As often, these ideas come by chance, unbidden: a guy in a scooter almost clipped me, and, let’s just say that if thoughts could harm, that man would have gone straight to the ER.

That was my plot opening up right before my eyes.

Now, there were a few problems, the first being that I had written many elements contradicting my shiny new plot. I fixed a few on the fly, but that left me with a lot of work to do on my next draft.

The Real-world book

Research is my weakness.

I love to dig for facts. I watch videos on about any subject (most are science related, which might look right, but I also try to be informed on “obscure” topics like lockpicking, puzzles, law arguments, religion, …).

I do this when I don’t need to. Imagine what happens when I do need to do real research.

It happened in my first book, and it almost derailed it (I had to cut two chapters away, and there are still too many explanations on cyphers in that book).

For some reason, I had decided early on that this book would take place in today’s London.

I love London. It’s my favourite city, and I’ve spent a lot of time there. I know it’s streets, buses, monuments, the whole thing. I also spent a week once going from one suburb to a school in the city centre, so I know a bit about what to expect in the morning rush. It’s all very well, but I haven’t spent years there either.

I don’t think like a real Londoner. I don’t know what they know. I can mimic a bit, but I knew from the start that I would need help from my friend: Research.
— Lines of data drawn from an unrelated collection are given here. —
PR #1836, opened 2023-06-04
[SYSTEMDS-3575] Column Group get compression Info 

Baunsgaard:


Baunsgaard:
Not to self, tests that are failing.
image

PR #1842, opened 2023-06-12
[SYSTEMDS-3579] New dense block for deduplication

e-strauss:
- added a new dense block, which is optimised for containing duplicate row for the word embedding transformation
- updated the word embedding encoder to use the new denseblock


phaniarnab:
Thanks @e-strauss, for this patch. I fixed a few minor things and merged the changes.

I took a great deal of the time I should maybe have spent writing, looking at bus routes and tables, maps—of course—, political aspects, and the inside of monuments (there is a particular chapter inside Westminster).

Most readers wouldn’t know which way to turn to go from one of the chambers inside parliament to the next. Most wouldn’t even care, but as this was the real world, I had to know.

Let’s say it’s an experiment I’m not inclined to repeat. I long to write another book when I don’t have to stop every couple of sentences to check a map.

The Too simple book

Part of my reluctance to write that story is that in my deep insecurity as a writer, I’m convinced that this book is too simple.

If I look back, I even think the title says it all. If you know what the word means, I think you have a good chance to see it all coming and that all the build-up the characters are experiencing will taste bland to these readers.

Maybe this the insecurity talking. I’ll have to wait for the alpha readers to give me their thoughts on the matter.

Conclusion

Yes, that novel is short (a bit shy of 100 000 words, which for someone who usually writes between 130 and 140 thousand word stories is really on the low side).

Yes, it’s late.

It might be too simple.

The real achievement here is that it is done, and for a short time, I can be satisfied with the knowledge I’ve completed a sixth book.

Post-credit Scene

Ideas are starting to boil again inside my head.

The next story screams to get out. I already know what it’s going to be: I surprised myself by coming up with an actual plot, start to finish in my head, which has never happened before, so I want to start writing it.

The only thing is: how will my fragile plot idea fare after first contact with the characters?

The only way to find out is to write one word at a time.